TASK REQUIREMENTS: When you reach the records below, repeat each one exactly as written.

SUPPLIED INFORMATION:
PR #49, opened 2018-02-22
add array of standard types

nadilas:
cleanup array of structs method and add array of standard types (e.g. []string)

add fix TransToValidSchemeType(typeName string) to support user defined types in ast.Ident fields

### DIFF
--- a/parser.go
+++ b/parser.go
@@ -299,7 +299,11 @@ func (parser *Parser) parseAnonymousField(pkgName string, field *ast.Field, prop
 
 func (parser *Parser) parseField(field *ast.Field) (propName, schemaType string, arrayType string) {
 	schType, arrType := getPropertyName(field)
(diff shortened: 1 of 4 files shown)


nadilas:
Found one additional line, which needs to be swapped:

`parser.go:294`:
```go
CheckSchemaType(schType)
```

should be:
```go
if len(arrType) == 0 {
	CheckSchemaType(schType)
} else {
       CheckSchemaType("array")
}
```

easonlin404:
@nadilas can you help to fix testing?

```
--- FAIL: TestParseSimpleApi (0.02s)
```

nadilas:
Yes, sorry I missed that.

easonlin404:
@nadilas  LGTM. Thanks for all your contributions. 💯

COMPLETED EXERCISE:
PR #49, opened 2018-02-22
add array of standard types

nadilas:
cleanup array of structs method and add array of standard types (e.g. []string)

add fix TransToValidSchemeType(typeName string) to support user defined types in ast.Ident fields

### DIFF
--- a/parser.go
+++ b/parser.go
@@ -299,7 +299,11 @@ func (parser *Parser) parseAnonymousField(pkgName string, field *ast.Field, prop
 
 func (parser *Parser) parseField(field *ast.Field) (propName, schemaType string, arrayType string) {
 	schType, arrType := getPropertyName(field)
(diff shortened: 1 of 4 files shown)


nadilas:
Found one additional line, which needs to be swapped:

`parser.go:294`:
```go
CheckSchemaType(schType)
```

should be:
```go
if len(arrType) == 0 {
	CheckSchemaType(schType)
} else {
       CheckSchemaType("array")
}
```

easonlin404:
@nadilas can you help to fix testing?

```
--- FAIL: TestParseSimpleApi (0.02s)
```

nadilas:
Yes, sorry I missed that.

easonlin404:
@nadilas  LGTM. Thanks for all your contributions. 💯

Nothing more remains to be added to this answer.